Huracán
Daniel Navarro
Sigo mirando al huracán. No está demasiado lejos.
El monitor indica que el centro empieza a abrir un ojo por lo que sospecho pronto me verá y sabrá que vigilo sus pasos.
"Se calcula virará al norte tan pronto un efecto en Campeche-Tabasco deje de operar, lo que anticipo sucederá en las próximas seis horas”, dice mi reporte, y lo firmo.
Sigo enervado en su movimiento.
Sé que me tiene en sus manos pero no cedo en mi empeño de hacerle constar mi presencia.
Salgo, reviso la maquinaria, la sonda, los sistemas de navegación.
Mi cabellera se levanta y dibuja una carrera ascendente, sostenida por la furiosa ráfaga que me golpea la cara.
Le intento dar una bofetada aunque no puedo, ni tampoco el dejar de llorar inconsolable.

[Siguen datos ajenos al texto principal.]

Issue #10961, opened 2024-01-12
Virtual hashing is the next bottleneck


artemananiev:
Current performance bottleneck in low level virtual map benchmarks is `VirtualHasher`. It's a smart and somewhat complicated algorithm, but it has a few known drawbacks:

* Sub-trees are hashed one by one. In reality, the next sub-tree can often be hashed before the previous one is completed
* Higher ranks in every sub-tree are processed by just a few threads, not all available hashing threads
* If hash chunks (#5286) are ever implemented, the current approach is not very chunk-friendly

@OlegMazurov proposed a new approach to virtual hashing, task based. It allows max parallelism and can be made chunk friendly

PR #11001, opened 2024-01-16
feat: 10961: Virtual hashing is the next bottleneck

artemananiev:
Fixes: https://github.com/hashgraph/hedera-services/issues/10961


platform-sdk/swirlds-virtualmap/src/main/java/com/swirlds/virtualmap/internal/merkle/AbstractHashListener.java
```diff
@@ -97,78 +95,57 @@ protected AbstractHashListener(
...
-        Stream<VirtualLeafRecord<K, V>> sortedDirtyLeaves = Stream.of();
-        for (int i = batchLeaves.size() - 1; i >= 0; i--) {
-            final List<VirtualLeafRecord<K, V>> batch = batchLeaves.get(i);
-            if (!batch.isEmpty()) {
-                sortedDirtyLeaves = Stream.concat(sortedDirtyLeaves, batch.stream());
-                maxPath = Math.max(maxPath, batch.get(batch.size() - 1).getPath());
-            }
+    public synchronized void onHashingCompleted() {
+        if (!nodes.isEmpty() || !leaves.isEmpty()) {
+            flush(nodes, leaves);
```
anthony-swirldslabs, line 136: At line 124 you call flush() outside of the `synchronized (this)` block, while here you call it implicitly inside this block because the method is synchronized. I think it would be safer if the synchronization contract for this method is the same for every call. This would ensure that we take a lock if one is required, or otherwise, avoid locking if it's unnecessary for running this method. I see that the method performs some I/O, so I'd guess you may want to release the lock before calling it. If my guess is wrong though, then it would help to add a comment in code here explaining why the lock is needed here specifically.

anthony-swirldslabs (commented):
I'll review the VirtualHasher.java once the PR is out of the Draft state.

platform-sdk/swirlds-virtualmap/src/main/java/com/swirlds/virtualmap/internal/hash/VirtualHasher.java
```diff
@@ -198,602 +145,312 @@ public Hash hash(
...
+        void push() {
+            if (count.decrementAndGet() == 0) {
+                forkIt();
+            }
+        }
 
-        // Let the listener know we have started hashing.
-        listener.onHashingStarted();
+        void push(final int p) {
+            if (count.updateAndGet(value -> value - p) == 0) {
```
OlegMazurov, line 178: use `addAndGet(-p)`

artemananiev: Done

platform-sdk/swirlds-virtualmap/src/main/java/com/swirlds/virtualmap/internal/merkle/AbstractHashListener.java
```diff
@@ -97,78 +95,57 @@ protected AbstractHashListener(
...
-    /**
-     * {@inheritDoc}
-     */
     @Override
-    public void onRankStarted() {
-        rankLeaves = new ArrayList<>(INITIAL_BATCH_ARRAY_SIZE);
-        rankNodes = new ArrayList<>(INITIAL_BATCH_ARRAY_SIZE);
+    public void onHashingStarted() {
+        nodes = new ArrayList<>();
+        leaves = new ArrayList<>();
```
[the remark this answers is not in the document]
artemananiev: Agree. Fixed

platform-sdk/swirlds-virtualmap/src/main/java/com/swirlds/virtualmap/internal/merkle/AbstractHashListener.java
artemananiev: I see no requirements for flush() to be called inside a synchronized block or not, other than performance. In `onNodeHashed()` it is called without synchronization to release the monitor (shared across all hashing tasks, as all of them use the same hashing listener) as soon as possible. In `onHashingCompleted()` this is not an issue, since hashing is completed, and no hashing tasks are running. I can change it to be consistent with `onNodeHashed()`, though...

artemananiev: Done

platform-sdk/swirlds-virtualmap/src/main/java/com/swirlds/virtualmap/internal/hash/VirtualHasher.java
```diff
@@ -198,62 +141,189 @@ public Hash hash(
...
+            builder.update(right);
+            return builder.build();
+        }
+
+        private int getIndexInOut() {
+            if (path == 0) {
+                return 0;
+            }
+            long outPath = out.path;
+            for (int i = 0; i < out.height; i++) {
```
OlegMazurov, line 307: This loop could and should be avoided. `getLeftChildPath(path)` is just `(path << 1) + 1` or equivalently `(path << 2) - 1`. Child's path at depth n is thus `(path << (n + 1)) - 1`. This can be added to `Path` as a new API: `Path.getLeftChildPath(path, depth)`.

platform-sdk/swirlds-virtualmap/src/main/java/com/swirlds/virtualmap/internal/hash/VirtualHasher.java
```diff
@@ -198,62 +141,189 @@ public Hash hash(
...
+        private ChunkHashTask out;
+
+        private final Hash[] ins;
+
+        private VirtualLeafRecord<K, V> leaf;
+
+        // isLeaf is just an optimization: if the task is known to be used as a leaf task,
+        // there is no need to allocate an array of hashes that will always be empty
+        ChunkHashTask(long path, int height, boolean isLeaf) {
+            super(1 + (1 << height));
```
OlegMazurov, line 203: We can set the number of dependencies conditionally:
```
            super(1 + (isLeaf ? 1 : (1 << height)));
```
and use `push()` in `setLeaf(leaf)` eliminating a need in `push(p)`.

platform-sdk/swirlds-virtualmap/src/main/java/com/swirlds/virtualmap/internal/hash/VirtualHasher.java
```diff
@@ -265,535 +335,134 @@ public Hash hash(
...
-
-            // Setup and hash the subtree that we have accumulated. If I am hashing the minLeafRank,
-            // then the results go into the minRankStopQueue. If I am hashing the maxLeafRank, then
-            // the results go into the maxRankStopQueue.
-            final HashingQueue<K, V> pq = queue2.reset();
-            final HashingQueue<K, V> sq = rank == maxLeafRank ? maxRankStopQueue : minRankStopQueue;
-            listener.onBatchStarted();
-            hashSubTree(hashReader, listener, wq, pq, null, sq, firstLeafPath, lastLeafPath, rank, stopRank);
-            listener.onBatchCompleted();
+        final HashMap<Long, ChunkHashTask> map = new HashMap<>();
```
OlegMazurov, line 348: We can try to run this code as a task in the pool ensuring all created tasks will be run in the pool as well.
Currently, profiling shows that we `execute()` many tasks created here and that is expensive. By making the current thread to be part of the pool we'll effectively use `fork()` instead.

platform-sdk/swirlds-virtualmap/src/main/java/com/swirlds/virtualmap/internal/merkle/AbstractHashListener.java
```diff
@@ -131,21 +131,36 @@ public synchronized void onLeafHashed(final VirtualLeafRecord<K, V> leaf) {
...
+        synchronized (this) {
+            if (!nodes.isEmpty() || !leaves.isEmpty()) {
+                needFinalFlush = true;
+            }
+        }
+        if (needFinalFlush) {
             flush(nodes, leaves);
         }
         nodes = null;
         leaves = null;
```
anthony-swirldslabs, line 145: Since elsewhere in this class we always assign values to these fields under the `this` lock, I suggest to modify the implementation as follows:

```suggestion
        final List<VirtualLeafRecord<K, V>> leaves = this.leaves;
        final List<VirtualHashRecord> nodes = this.nodes;
        synchronized (this) {
            nodes = null;
            leaves = null;
        }
        if (!nodes.isEmpty() || !leaves.isEmpty()) {
            flush(nodes, leaves);
        }
```

platform-sdk/swirlds-virtualmap/src/main/java/com/swirlds/virtualmap/internal/hash/VirtualHasher.java
artemananiev: `push(p)` is now eliminated.

platform-sdk/swirlds-virtualmap/src/main/java/com/swirlds/virtualmap/internal/hash/VirtualHasher.java
artemananiev: I introduced two new methods to `Path`: to get grand-parent path and to get left-most grand-child path, both are used in virtual hasher. Unit tests for both new methods are added, too.

platform-sdk/swirlds-virtualmap/src/main/java/com/swirlds/virtualmap/internal/hash/VirtualHasher.java
artemananiev: As we discussed offline, we will get this for free, once merkle tree hashing is changed to task based with its own fork-join pool.

platform-sdk/swirlds-virtualmap/src/main/java/com/swirlds/virtualmap/internal/merkle/AbstractHashListener.java
artemananiev: OK, I will fix this. Note that this.nodes and this.leaves should be accessed and modified in a synchronized block.

platform-sdk/swirlds-virtualmap/src/main/java/com/swirlds/virtualmap/config/VirtualMapConfig.java
```diff
@@ -82,6 +89,8 @@ public record VirtualMapConfig(
         @Min(0) @Max(100) @ConfigProperty(defaultValue = "50.0")
                 double percentHashThreads, // FUTURE WORK: We need to add min/max support for double values
         @Min(-1) @ConfigProperty(defaultValue = "-1") int numHashThreads,
+        @Min(1) @Max(64) @ConfigProperty(defaultValue = "6") int virtualHasherChunkHeight,
+        @Min(0) @ConfigProperty(defaultValue = "500000") int reconnectFlushInterval,
```
anthony-swirldslabs, line 93: It's best to include the units of the value in the name of a variable. E.g. `reconnectFlushIntervalInNodes'. This is especially important for this specific parameter because the noun "interval" is usually reserved for temporal units, so the current name of this parameter is very confusing.

platform-sdk/swirlds-virtualmap/src/main/java/com/swirlds/virtualmap/internal/hash/VirtualHasher.java
```diff
@@ -150,19 +109,7 @@ public final class VirtualHasher<K extends VirtualKey, V extends VirtualValue> {
...
-    public VirtualHasher() {
-        // These queues are used for the "workingQueue" (wq), "pendingQueue" (pq), "stopQueue" (sq),
-        // and "lastQueue" (lq). Which queue is which changes during execution.
-        this.queue1 = new ArrayHashingQueue<>();
-        this.queue2 = new ArrayHashingQueue<>();
-        this.maxRankStopQueue = new ArrayHashingQueue<>();
-        this.lastQueue = new ArrayHashingQueue<>();
-        this.minRankStopQueue = new ArrayHashingQueue<>();
-    }
+    private static final ForkJoinPool hashingPool = new ForkJoinPool(HASHING_THREAD_COUNT);
```
imalygin, line 112: Canonically static variables should be capitalized.

platform-sdk/swirlds-virtualmap/src/main/java/com/swirlds/virtualmap/internal/hash/VirtualHasher.java
```diff
@@ -198,62 +145,142 @@ public Hash hash(
...
+
+        private final int height; // 1 for 3-node chunk, 2 for 7-node chunk, and so on
+
+        private ChunkHashTask out;
+
+        private final Hash[] ins;
+
+        private VirtualLeafRecord<K, V> leaf;
+
+        // isLeaf is just an optimization: if the task is known to be used as a leaf task,
```
imalygin, line 160: This comment seems to be no longer relevant

platform-sdk/swirlds-virtualmap/src/main/java/com/swirlds/virtualmap/internal/merkle/AbstractHashListener.java
```diff
@@ -97,80 +107,85 @@ protected AbstractHashListener(
...
+    }
 
-        // flush it down
+    // Since flushes may take quite some time, this method is called outside synchronized blocks,
+    // otherwise all hashing tasks would be blocked on listener calls until flush is completed.
+    private void flush(
+            @NonNull final List<VirtualHashRecord> hashesToFlush,
+            @NonNull final List<VirtualLeafRecord<K, V>> leavesToFlush) {
+        if (!flushInProgress.compareAndSet(false, true)) {
+            throw new IllegalStateException("Cannot start flushing, flush already in progress?");
```
anthony-swirldslabs, line 169: Minor: `onNodeHashed` above checks the atomic flag w/o setting it. If the `onNodeHashed` is allowed to be called from multiple threads, then one of the threads might end up throwing an exception here even though a prior check in `onNodeHashed` succeeded because another thread might have started the flush in the meantime.

platform-sdk/swirlds-virtualmap/src/main/java/com/swirlds/virtualmap/internal/merkle/AbstractHashListener.java
```diff
@@ -97,80 +107,85 @@ protected AbstractHashListener(
...
+        }
         try {
-            dataSource.saveRecords(
-                    firstLeafPath, lastLeafPath, sortedDirtyHashes, sortedDirtyLeaves, findLeavesToRemove(maxPath));
-        } catch (IOException e) {
-            throw new UncheckedIOException(e);
+            final long maxPath = leavesToFlush.stream()
```
anthony-swirldslabs, line 172: Minor: `parallelStream()` ?

platform-sdk/swirlds-virtualmap/src/main/java/com/swirlds/virtualmap/internal/hash/VirtualHasher.java
```diff
@@ -76,72 +74,33 @@ public final class VirtualHasher<K extends VirtualKey, V extends VirtualValue> {
...
     /**
-     * The min stop queue. It is kept and passed between {@link VirtualMap} copies, with the ASSUMPTION
-     * that only a single copy of the {@link VirtualMap} is being hashed at a time (which should be true).
-     * The reason for keeping the queue and passing it around is to cut down on garbage and temporary allocations.
-     * <p>
-     * There are two stop queues. One is used for jobs that are ultimately the result of processing starting
-     * from the max rank, and the other is for jobs that are ultimately the result of processing starting from
-     * the min rank.
+     * A listener to notify about hashing events. This listener is stored in a class field to
+     * acoid passing it as an arg to every hashing task.
```
anthony-swirldslabs, line 91: s/acoid/avoid/

platform-sdk/swirlds-virtualmap/src/main/java/com/swirlds/virtualmap/internal/hash/VirtualHasher.java
```diff
@@ -198,62 +145,142 @@ public Hash hash(
...
+    }
+
     public Hash hash(
             final LongFunction<Hash> hashReader,
             final Iterator<VirtualLeafRecord<K, V>> sortedDirtyLeaves,
             final long firstLeafPath,
             final long lastLeafPath,
             VirtualHashListener<K, V> listener) {
 
-        // Hashing algo v5. This version of the hashing algorithm is designed to optimally process
```
anthony-swirldslabs, line 227: It would be nice to have some text describing how this new implementation actually works.

platform-sdk/swirlds-virtualmap/src/main/java/com/swirlds/virtualmap/internal/hash/VirtualHasher.java
```diff
@@ -265,535 +292,130 @@ public Hash hash(
...
+        int rootTaskHeight = Math.min(firstLeafRank, chunkHeight);
+        ChunkHashTask rootTask = new ChunkHashTask(hashingPool, ROOT_PATH, rootTaskHeight);
+        rootTask.setOut(resultTask);
+        map.put(ROOT_PATH, rootTask);
+
+        boolean firstLeaf = true;
+        final long[] stack = new long[lastLeafRank + 1];
+        Arrays.fill(stack, INVALID_PATH);
+
+        final int[] parentRankHeights = new int[256];
```
anthony-swirldslabs, line 318: Minor: not sure where this magic number comes from. Would be nice to either have a comment here in code, or put the number in a well-named constant.

platform-sdk/swirlds-virtualmap/src/main/java/com/swirlds/virtualmap/internal/hash/VirtualHasher.java
```diff
@@ -265,535 +292,130 @@ public Hash hash(
...
-        while (queue.size() < segmentSize) {
-            readLeavesInSegment(itr, queue, Math.min(segmentStart + segmentSize, eofPath));
-            // If we have read as much as is available to read, then bail.
-            if (!itr.hasNext() || itr.peek().getPath() >= eofPath) {
-                return;
-            } else {
-                segmentStart += segmentSize;
-            }
-        }
+        listener.onHashingCompleted();
```
anthony-swirldslabs, line 409: Minor: should this be in a sort of a `finally{}` block of some kind to ensure the listener's state isn't corrupt in case the above code throws an exception or otherwise fails the task?

anthony-swirldslabs (approved):

platform-sdk/swirlds-virtualmap/src/main/java/com/swirlds/virtualmap/internal/hash/VirtualHasher.java
artemananiev: Good catch. I'll fix this

platform-sdk/swirlds-virtualmap/src/main/java/com/swirlds/virtualmap/internal/merkle/AbstractHashListener.java
artemananiev: OK

platform-sdk/swirlds-virtualmap/src/main/java/com/swirlds/virtualmap/internal/merkle/AbstractHashListener.java
artemananiev: This flag is not to protect from two (or more) threads handling `onNodeHashed()` in parallel. For this purpose, there is a synchronized block: only one of the threads may have `hashes.size() > reconnectFlushInterval`, while the other will have `hashes` empty. The flag is to handle a different case. Assume a flush is started (outside of the synchronized block), but it takes so long that there are reconnectFlushInterval (or more) hashes ready to flush again. The underlying MerkleDb is not ready to handle two parallel flushes yet, this is why the flag was introduced

platform-sdk/swirlds-virtualmap/src/main/java/com/swirlds/virtualmap/config/VirtualMapConfig.java
artemananiev: There is a similar config `flushInterval` (which should be deprecated and eventually removed), which is also not in any time units, but in rounds. I added a JavaDoc comment for this new param, please, check if it's confusing and/or not enough

platform-sdk/swirlds-virtualmap/src/main/java/com/swirlds/virtualmap/internal/merkle/AbstractHashListener.java
anthony-swirldslabs: Yes, I understand that. My point is that that synchronized block calls the atomic.get() method only. However, the actual call to flush() happens outside of the block. So theoretically, there's a chance of calling flush() while another thread executing the onNodeHashed() would call it again because the flag hasn't been set yet.

imalygin (approved):

platform-sdk/swirlds-virtualmap/src/main/java/com/swirlds/virtualmap/internal/hash/VirtualHasher.java
artemananiev: OK, I'll add a short comment

platform-sdk/swirlds-virtualmap/src/main/java/com/swirlds/virtualmap/internal/hash/VirtualHasher.java
artemananiev: This is no different from the current implementation. My observation is if hashing fails, this is an unrecoverable error, and there is no need to call `onHashingCompleted()`

platform-sdk/swirlds-virtualmap/src/main/java/com/swirlds/virtualmap/config/VirtualMapConfig.java
anthony-swirldslabs: I have seen the javadoc. My comment is specifically about the name of the parameter(s).

platform-sdk/swirlds-virtualmap/src/main/java/com/swirlds/virtualmap/internal/hash/VirtualHasher.java
anthony-swirldslabs: Oh, I see. Sounds good then.

platform-sdk/swirlds-virtualmap/src/main/java/com/swirlds/virtualmap/internal/hash/VirtualHasher.java
```diff
@@ -297,50 +297,106 @@ public Hash hash(
...
 
         boolean firstLeaf = true;
         final long[] stack = new long[lastLeafRank + 1];
         Arrays.fill(stack, INVALID_PATH);
 
-        final int[] parentRankHeights = new int[256];
+        // Tasks may have different heights. The root task has a default height. If the whole
+        // virtual tree has fewer ranks than the default height, the root task will cover all
+        // the tree (almost all, see comments below about leaf task heights)
+        final int[] parentRankHeights = new int[256]; // assuming there may be no more than 256 ranks in the tree
```
anthony-swirldslabs, line 350: That's an interesting assumption. I hope we never get to this depth of the tree. On the other hand, I'm wondering if lowering this assumed value even further (128? 64? 32? ...16? ......8?) could bring further performance improvements to the algorithm?

Also, is this assumption enforced anywhere? Or at least asserted (preferably, with a real if/throw) anywhere? If/when it is asserted, that would be a time to move the number to a shared constant then.

artemananiev: No, there are no benefits (from algorithm perspective) to have this array smaller. There are no loops like from 0 to array length.

platform-sdk/swirlds-virtualmap/src/main/java/com/swirlds/virtualmap/internal/hash/VirtualHasher.java
artemananiev: Some comments are provided

platform-sdk/swirlds-virtualmap/src/main/java/com/swirlds/virtualmap/internal/hash/VirtualHasher.java
anthony-swirldslabs: Sounds good.

imalygin (approved):

platform-sdk/swirlds-virtualmap/src/main/java/com/swirlds/virtualmap/internal/merkle/AbstractHashListener.java
```diff
@@ -156,6 +158,8 @@ public void onHashingCompleted() {
             leaves = null;
         }
         if (!finalNodesToFlush.isEmpty() || !finalLeavesToFlush.isEmpty()) {
+            assert !flushInProgress.get() : "Flush must not be in progress when hashing is complete";
+            flushInProgress.set(true);
             flush(finalNodesToFlush, finalLeavesToFlush);
```
anthony-swirldslabs, line 163: This should probably use compareAndSet or similar. It seems a bit fragile to just set the flag unconditionally.

anthony-swirldslabs (approved):

imalygin (approved):

platform-sdk/swirlds-virtualmap/src/main/java/com/swirlds/virtualmap/config/VirtualMapConfig.java
anthony-swirldslabs: I'm not sure if this is actually resolved, but oh well...

OlegMazurov (approved):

Nos amamos por vez primera entre las aguas de una playa olvidada en el caribe de México. Por unos meses nuestra felicidad fue total hasta que inexplicablemente lo descubrí.
Deseaba irse.
Lo supe cuando la señal irrefutable se presentó a mi puerta y tocó levemente.
Primero no quise hacer caso, pero luego los golpes eran tan ruidosos, contundentes, secos, que no pude ignorarlos.
Era poco lo que mantenía viva nuestra esperanza.
Al terminar de correr las simulaciones con los modelos, envío un último pronóstico: "Ninguno de tres indican un ajuste adecuado, los vientos serán de 90 nudos, alcanzando ráfagas de 127 durante la noche. Sin embargo, es urgente obtener datos in situ.
Solicito autorización.
Forecaster Stewart. NOAA, National Hurricane Center, 21 de septiembre 2002"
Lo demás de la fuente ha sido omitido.